* _Requirement_
Copy each line of the listing that includes "matched".

* _Supplied records_
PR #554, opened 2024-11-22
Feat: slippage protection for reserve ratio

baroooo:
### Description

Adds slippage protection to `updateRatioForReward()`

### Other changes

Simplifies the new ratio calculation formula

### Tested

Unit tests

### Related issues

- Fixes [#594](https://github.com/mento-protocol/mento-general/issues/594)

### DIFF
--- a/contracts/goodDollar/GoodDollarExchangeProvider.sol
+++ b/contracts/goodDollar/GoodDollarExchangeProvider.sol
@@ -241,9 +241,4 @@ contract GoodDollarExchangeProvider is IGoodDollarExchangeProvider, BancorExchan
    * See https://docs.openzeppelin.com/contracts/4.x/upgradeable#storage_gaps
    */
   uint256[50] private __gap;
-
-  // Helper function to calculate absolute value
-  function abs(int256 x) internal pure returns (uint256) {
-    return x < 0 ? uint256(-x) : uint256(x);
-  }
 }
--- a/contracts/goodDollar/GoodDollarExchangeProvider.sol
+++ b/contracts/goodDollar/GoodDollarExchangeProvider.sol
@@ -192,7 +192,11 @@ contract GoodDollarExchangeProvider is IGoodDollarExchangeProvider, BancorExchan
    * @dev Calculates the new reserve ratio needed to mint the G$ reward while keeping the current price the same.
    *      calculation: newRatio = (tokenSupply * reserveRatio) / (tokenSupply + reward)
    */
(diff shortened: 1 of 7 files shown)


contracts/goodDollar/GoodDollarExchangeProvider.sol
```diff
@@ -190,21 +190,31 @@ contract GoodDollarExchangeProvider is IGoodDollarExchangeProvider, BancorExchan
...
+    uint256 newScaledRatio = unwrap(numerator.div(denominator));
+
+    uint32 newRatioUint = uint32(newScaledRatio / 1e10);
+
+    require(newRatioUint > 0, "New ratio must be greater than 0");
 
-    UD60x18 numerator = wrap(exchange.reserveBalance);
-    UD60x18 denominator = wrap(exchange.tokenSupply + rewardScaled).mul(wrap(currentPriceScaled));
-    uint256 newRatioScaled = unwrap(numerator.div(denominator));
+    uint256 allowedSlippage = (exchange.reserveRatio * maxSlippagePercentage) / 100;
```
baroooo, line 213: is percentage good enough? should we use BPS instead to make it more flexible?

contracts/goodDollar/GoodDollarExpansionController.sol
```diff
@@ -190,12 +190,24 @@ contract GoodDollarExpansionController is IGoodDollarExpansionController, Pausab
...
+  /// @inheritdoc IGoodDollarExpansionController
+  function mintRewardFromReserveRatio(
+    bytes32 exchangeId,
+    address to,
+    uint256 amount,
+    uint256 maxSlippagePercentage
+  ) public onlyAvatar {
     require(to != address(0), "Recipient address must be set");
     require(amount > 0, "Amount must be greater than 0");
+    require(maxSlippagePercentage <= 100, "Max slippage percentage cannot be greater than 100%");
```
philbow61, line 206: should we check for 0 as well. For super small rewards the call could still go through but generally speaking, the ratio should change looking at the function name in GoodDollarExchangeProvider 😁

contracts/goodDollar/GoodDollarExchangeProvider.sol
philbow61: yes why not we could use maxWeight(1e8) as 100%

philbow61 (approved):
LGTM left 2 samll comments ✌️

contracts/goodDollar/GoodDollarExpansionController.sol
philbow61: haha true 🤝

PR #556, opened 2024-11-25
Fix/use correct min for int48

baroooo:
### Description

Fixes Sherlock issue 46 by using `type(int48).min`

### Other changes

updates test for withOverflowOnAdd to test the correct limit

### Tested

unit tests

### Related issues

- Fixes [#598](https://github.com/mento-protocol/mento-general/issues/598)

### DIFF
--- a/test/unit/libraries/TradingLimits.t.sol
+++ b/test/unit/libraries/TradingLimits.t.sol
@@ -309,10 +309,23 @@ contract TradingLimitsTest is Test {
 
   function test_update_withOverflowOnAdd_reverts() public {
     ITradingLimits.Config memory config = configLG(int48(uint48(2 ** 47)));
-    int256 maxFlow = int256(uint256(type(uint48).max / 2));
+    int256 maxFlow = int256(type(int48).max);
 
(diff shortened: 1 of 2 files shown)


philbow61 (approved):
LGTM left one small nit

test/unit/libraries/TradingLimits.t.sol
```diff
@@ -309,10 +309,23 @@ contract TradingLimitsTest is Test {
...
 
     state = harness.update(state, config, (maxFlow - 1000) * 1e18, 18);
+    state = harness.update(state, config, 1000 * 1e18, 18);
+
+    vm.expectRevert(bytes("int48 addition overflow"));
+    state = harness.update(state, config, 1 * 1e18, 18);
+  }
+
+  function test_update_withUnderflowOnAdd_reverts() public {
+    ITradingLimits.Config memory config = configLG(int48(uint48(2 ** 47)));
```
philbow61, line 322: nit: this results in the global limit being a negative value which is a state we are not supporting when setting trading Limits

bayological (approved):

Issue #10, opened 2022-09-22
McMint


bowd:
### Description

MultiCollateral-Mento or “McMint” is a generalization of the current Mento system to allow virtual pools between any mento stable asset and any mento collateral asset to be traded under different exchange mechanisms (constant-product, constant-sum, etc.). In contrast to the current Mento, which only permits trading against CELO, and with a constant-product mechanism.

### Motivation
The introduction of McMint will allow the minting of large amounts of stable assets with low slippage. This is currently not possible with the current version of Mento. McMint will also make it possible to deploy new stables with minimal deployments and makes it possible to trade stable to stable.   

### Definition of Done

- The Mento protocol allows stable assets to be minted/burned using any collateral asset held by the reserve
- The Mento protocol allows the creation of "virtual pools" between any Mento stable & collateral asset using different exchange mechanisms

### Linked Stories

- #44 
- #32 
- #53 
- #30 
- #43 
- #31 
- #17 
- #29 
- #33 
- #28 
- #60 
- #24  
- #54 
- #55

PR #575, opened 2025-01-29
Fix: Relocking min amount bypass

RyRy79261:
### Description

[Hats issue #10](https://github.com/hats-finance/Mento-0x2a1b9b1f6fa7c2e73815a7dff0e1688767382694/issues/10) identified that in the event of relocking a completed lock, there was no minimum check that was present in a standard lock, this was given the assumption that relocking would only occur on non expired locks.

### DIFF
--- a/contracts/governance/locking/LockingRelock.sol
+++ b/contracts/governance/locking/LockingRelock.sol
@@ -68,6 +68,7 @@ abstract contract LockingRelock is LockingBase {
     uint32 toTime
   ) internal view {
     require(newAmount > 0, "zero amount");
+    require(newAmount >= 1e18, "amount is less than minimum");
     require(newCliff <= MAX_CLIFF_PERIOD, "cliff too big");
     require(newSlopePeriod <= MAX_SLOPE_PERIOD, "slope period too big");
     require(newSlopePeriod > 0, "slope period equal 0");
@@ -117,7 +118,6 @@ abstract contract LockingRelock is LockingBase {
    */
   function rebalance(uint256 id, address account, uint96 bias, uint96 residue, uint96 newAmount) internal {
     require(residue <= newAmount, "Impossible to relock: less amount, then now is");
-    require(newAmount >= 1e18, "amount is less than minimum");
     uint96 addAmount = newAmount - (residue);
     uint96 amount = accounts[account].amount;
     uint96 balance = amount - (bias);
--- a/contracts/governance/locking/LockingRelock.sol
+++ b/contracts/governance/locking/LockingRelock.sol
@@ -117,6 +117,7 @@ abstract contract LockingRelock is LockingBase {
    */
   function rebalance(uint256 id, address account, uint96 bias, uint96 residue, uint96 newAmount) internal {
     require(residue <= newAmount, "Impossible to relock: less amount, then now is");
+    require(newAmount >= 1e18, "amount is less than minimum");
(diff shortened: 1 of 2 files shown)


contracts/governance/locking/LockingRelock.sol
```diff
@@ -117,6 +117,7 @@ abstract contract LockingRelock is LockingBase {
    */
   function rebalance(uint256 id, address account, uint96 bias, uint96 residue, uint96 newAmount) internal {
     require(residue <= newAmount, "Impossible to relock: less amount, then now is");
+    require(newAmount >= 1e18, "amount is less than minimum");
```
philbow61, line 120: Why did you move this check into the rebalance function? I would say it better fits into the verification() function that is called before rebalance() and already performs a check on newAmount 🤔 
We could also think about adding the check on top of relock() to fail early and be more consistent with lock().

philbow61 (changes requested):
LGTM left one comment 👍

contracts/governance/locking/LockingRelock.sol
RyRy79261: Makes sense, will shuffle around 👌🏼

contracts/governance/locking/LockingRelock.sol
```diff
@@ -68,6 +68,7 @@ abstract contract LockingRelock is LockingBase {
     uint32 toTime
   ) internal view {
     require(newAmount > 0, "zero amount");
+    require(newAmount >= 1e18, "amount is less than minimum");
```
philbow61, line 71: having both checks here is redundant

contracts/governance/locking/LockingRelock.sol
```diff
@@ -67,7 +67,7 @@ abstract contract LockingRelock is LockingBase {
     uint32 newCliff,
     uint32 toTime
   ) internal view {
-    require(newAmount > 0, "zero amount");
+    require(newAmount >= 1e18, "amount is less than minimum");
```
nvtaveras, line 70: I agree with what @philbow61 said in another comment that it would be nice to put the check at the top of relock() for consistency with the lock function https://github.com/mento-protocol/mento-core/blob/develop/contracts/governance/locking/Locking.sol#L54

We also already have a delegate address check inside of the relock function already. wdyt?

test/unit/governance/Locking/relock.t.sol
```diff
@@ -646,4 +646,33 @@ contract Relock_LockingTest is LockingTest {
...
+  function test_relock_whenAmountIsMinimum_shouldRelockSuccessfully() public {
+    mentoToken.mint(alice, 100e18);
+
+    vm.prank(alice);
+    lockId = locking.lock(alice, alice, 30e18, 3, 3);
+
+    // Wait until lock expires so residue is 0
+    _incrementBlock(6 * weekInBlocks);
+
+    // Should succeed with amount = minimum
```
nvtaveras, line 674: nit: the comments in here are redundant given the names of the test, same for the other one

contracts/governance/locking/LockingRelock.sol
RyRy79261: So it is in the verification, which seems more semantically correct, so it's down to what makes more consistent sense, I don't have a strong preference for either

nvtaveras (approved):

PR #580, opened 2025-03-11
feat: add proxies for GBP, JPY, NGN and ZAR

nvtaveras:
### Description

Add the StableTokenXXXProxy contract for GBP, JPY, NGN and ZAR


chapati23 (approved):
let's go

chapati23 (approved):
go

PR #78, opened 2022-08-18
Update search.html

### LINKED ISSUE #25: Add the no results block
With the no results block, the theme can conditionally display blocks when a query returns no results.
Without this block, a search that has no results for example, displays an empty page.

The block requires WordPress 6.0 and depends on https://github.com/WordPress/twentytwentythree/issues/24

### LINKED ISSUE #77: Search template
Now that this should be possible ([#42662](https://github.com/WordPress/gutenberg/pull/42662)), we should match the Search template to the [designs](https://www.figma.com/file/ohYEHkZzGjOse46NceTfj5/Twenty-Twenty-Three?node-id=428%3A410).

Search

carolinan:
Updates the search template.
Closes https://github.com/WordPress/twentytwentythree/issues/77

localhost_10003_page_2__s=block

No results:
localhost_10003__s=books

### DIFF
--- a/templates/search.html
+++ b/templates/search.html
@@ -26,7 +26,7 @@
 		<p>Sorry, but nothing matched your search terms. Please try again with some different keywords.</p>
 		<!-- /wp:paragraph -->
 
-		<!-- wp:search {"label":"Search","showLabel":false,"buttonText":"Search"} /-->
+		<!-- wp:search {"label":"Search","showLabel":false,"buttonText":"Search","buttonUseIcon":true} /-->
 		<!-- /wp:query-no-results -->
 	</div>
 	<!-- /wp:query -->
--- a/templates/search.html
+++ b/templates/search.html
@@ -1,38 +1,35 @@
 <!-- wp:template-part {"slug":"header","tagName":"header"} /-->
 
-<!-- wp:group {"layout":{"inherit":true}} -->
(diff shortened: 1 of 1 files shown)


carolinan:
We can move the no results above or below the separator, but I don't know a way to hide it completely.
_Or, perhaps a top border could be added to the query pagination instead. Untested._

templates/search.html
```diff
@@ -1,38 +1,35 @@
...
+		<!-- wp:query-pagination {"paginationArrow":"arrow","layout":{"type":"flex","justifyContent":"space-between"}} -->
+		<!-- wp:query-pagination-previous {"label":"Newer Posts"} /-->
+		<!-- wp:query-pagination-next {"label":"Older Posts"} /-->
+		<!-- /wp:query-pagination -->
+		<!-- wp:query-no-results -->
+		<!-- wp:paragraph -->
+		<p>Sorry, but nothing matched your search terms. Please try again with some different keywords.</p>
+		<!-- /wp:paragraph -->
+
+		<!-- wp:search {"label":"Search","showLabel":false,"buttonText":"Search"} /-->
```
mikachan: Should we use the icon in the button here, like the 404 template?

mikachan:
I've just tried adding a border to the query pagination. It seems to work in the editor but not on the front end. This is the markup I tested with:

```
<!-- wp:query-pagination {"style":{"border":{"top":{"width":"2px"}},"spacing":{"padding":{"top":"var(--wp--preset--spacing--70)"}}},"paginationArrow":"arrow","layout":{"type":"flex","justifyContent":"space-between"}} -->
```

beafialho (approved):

* _Task output_
 		<p>Sorry, but nothing matched your search terms. Please try again with some different keywords.</p>
+		<p>Sorry, but nothing matched your search terms. Please try again with some different keywords.</p>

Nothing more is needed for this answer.